Debo dejar constancia en este mismo cuaderno de una explicación y una excusa por la forma brusca en que termina mi diario. Un posible lector (una amable lectora) podría buscar inacabablemente esa explicación sin acertar jamás con la correcta. El motivo por el que abandoné la pluma fue en cierto sentido trivial e incluso vejatorio pero, al mismo tiempo, causa de mucha hilaridad. Ahora que ya estoy a salvo en tierra y que puedo andar normalmente, he empezado a sospechar (aunque parezca poco amable el decirlo) que nuestra hilaridad fue una especie de locura que recorrió el barco, como si hubiera tenido razón el señor Smiles, el navegante mayor.
Resumiendo.
Mientras mi querido amigo Charles Summers y yo estábamos aclarando aquel absurdo malentendido, salió relevado de guardia Cumbershum. Yo no presencié lo que ocurrió, pues el suicidio del pobre Wheeler ante mis propios ojos me tenía abrumado y me vi obligado a retirarme a la conejera que me había encontrado Charles y quedarme allí mucho tiempo, temblando como si el trabuco me hubiera herido a mí, además de matar a Wheeler. Pero me contaron exactamente lo que ocurrió.
Cuando Cumbershum bajaba lo detuvo el sobrecargo, el señor Jones. Éste, cada vez más preocupado por sus posesiones a bordo, rogó al señor Cumbershum que le concediera unos momentos. El señor Cumbershum contaría más tarde la entrevista a Charles Summers y a los demás oficiales con muestras de gran regocijo:
—Señor Cumbershum, se lo ruego. ¿Va, a hundirse el barco?

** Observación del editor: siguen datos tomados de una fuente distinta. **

PR #1045, opened 2024-07-17

seppeljordan:
This commit updates the development dependencies of the arbeitszeitapp.  Several python packages were updated in their version. This updated also includes the updated of the type stubs for the updated python packages.


4lm (commented):
The project [seems to have had some development hick-ups](https://www.reddit.com/r/flask/comments/193huir/why_is_flasklogin_07_not_on_pip/) and flask-login 0.7 was "unreleased," and 0.6.3 seems to be the latest stable and oficial version, which is "Compatibility with Flask 3 and Werkzeug 3," as noted in their [changelog](https://github.com/maxcountryman/flask-login/blob/main/CHANGES.md). 

Can you tell Nix to instead use 0.6.3, to green the checks in this PR? Because as it seems, we could wait for a while until a new version is released. Because people [are waiting for 0.7 since October last year](https://github.com/maxcountryman/flask-login/discussions/798).

4lm (approved):
Looks good to me now (since we have #1058). I therefore approve.

PR #1047, opened 2024-07-17
Provide minified bulma.css version

seppeljordan:
This commit changes the static file
`arbeitszeit_flask/static/bulma.css`. Before we used the regular bulma.css file in our application. With this change we provide instead a "minified" version of the same file. This version of bulma.css which provides the same functionality as the old version is 80 kB smaller. This should provide a significant reduction in network traffic for setups where static files are not compressed for transmission.

@4lm Do you think that this change makes sense?


4lm:
@seppeljordan As I said in the dev meeting, it is not worth the trouble; I'll explain:

Gzipped, both version (normal vs minified CSS file) have only a 3KB difference (68 to 71 KB); being gzipped-delivered is our most relevant and default use case in production. Not being gzipped is primary in developing the case, and there, the connection is super fast, and those 80 KB raw difference (550 vs 630 KB if I recall correctly) between both versions will make in practice, in local development, no difference. But the moment you add a minified version, you now also have to facilitate a [CSS source map](https://web.dev/articles/source-maps) file for debugging purposes (also in production, for better debugging). As I see it, a source map file is provided in the Bulma releases but not linked via a `sourceMappingURL` directive in the distributed minified CSS file. This missing link means we would have to implement now our own build process to create a minified CSS version that links to that CSS map and deliver both files (the source map file is only delivered upon request, thats why it needs to be part of the minified version). Alternatively, you can provide the normal version in development and a minified version in production, which still would need the `sourceMappingURL` to the source map for debugging purposes, hence a custom build process.

Therefore, in my opinion, it's not worth the trouble, also, because we will remove Bulma anyway.

What do you think?

4lm (commented):
@seppeljordan As I said in the dev meeting, it is not worth the trouble; I'll explain:

Gzipped, both version (normal vs minified CSS file) have only a 3KB difference (68 to 71 KB); being gzipped-delivered is our most relevant and default use case in production. Not being gzipped is primary in developing the case, and there, the connection is super fast, and those 80 KB raw difference (550 vs 630 KB if I recall correctly) between both versions will make in practice, in local development, no difference. But the moment you add a minified version, you now also have to facilitate a [CSS source map](https://web.dev/articles/source-maps) file for debugging purposes (also in production, for better debugging). As I see it, a source map file is provided in the Bulma releases but not linked via a sourceMappingURL directive in the distributed minified CSS file. This missing link means we would have to implement now our own build process to create a minified CSS version that links to that CSS map and deliver both files (the source map file is only delivered upon request, thats why it needs to be part of the minified version). Alternatively, you can provide the normal version in development and a minified version in production, which still would need the sourceMappingURL to the source map for debugging purposes, hence a custom build process.

Therefore, in my opinion, it's not worth the trouble, also, because we will remove Bulma anyway.

What do you think?

PR #1048, opened 2024-07-17
Create dedicated flask route for AcceptCooperationRequest use case

seppeljordan:
This PR separates the web logic for the AcceptCooperationRequest use case from the company.my_cooperations routes.  This separation removes the interdepence of the AcceptCooperationRequest web logic with that of the use cases ListCoordinationsOfCompany, DenyCooperation, ListMyCooperatingPlansUseCase and CancelCooperationSolicitation. All existing tests where moved to maintain the same level of test coverage. Also a redimentary test case for the flask routes was implemented.

### DIFF
--- a/arbeitszeit_flask/company/routes.py
+++ b/arbeitszeit_flask/company/routes.py
@@ -5,11 +5,6 @@ from flask import Response as FlaskResponse
 from flask import redirect, render_template, request, url_for
 from flask_login import current_user
 
-from arbeitszeit.use_cases.accept_cooperation import (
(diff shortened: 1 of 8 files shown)


4lm (approved):
Thanks for the PR. Looks good to me 👍 I like how you solved this.

Just one question, which is not a show stopper and just out of interest. Why didn't you use something like `wtforms` (which seems present in the project) and `wtforms.validators.UUID` to construct and validate the form?

sloschert:
1xCR

PR #1049, opened 2024-07-19
Translate latest strings to EN and ES

sloschert:
Parse our code for translatable strings and translate new strings to DE and ES.


sloschert:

Daba la casualidad de que Cumbershum era uno de los oficiales que más dinero le debían. Le respondió a carcajadas:
—¡Sí, el maldito barco se va a hundir, hijoputa cobarde, y la muerte anula todas las deudas!
El resultado no fue el que esperaba Cumbershum. El señor Jones, dominado por su pasión absorbente, se marchó corriendo y volvió con un puñado de pagarés, cuyo pago inmediato exigió. Cumbershum se negó, sugiriendo que podía utilizar los papeles para algo que no creo necesario explicar. El efecto de aquella negativa fue que el hombre cayera en una especie de pánico contenido. Recorrió todo el barco, sin hacer caso de los balanceos, que a veces lo ponían en peligro de ahogarse, como si su propia seguridad fuera lo que menos le importaba en el mundo. En cualquier otro hombre hubiera sido un acto de locura, de heroísmo o de ambas cosas. Trató de cobrar sus pagarés por todo el barco, y en todas partes tropezó con una negativa a veces más dura incluso que la de Cumbershum. Creo que nada, ni la llegada del Rey Neptuno cuando cruzamos el ecuador, ni la función que se representó cuando estábamos al lado del Alcyone causó una diversión tan universal y en general beneficiosa. ¡Durante un rato fuimos de verdad un «barco feliz»!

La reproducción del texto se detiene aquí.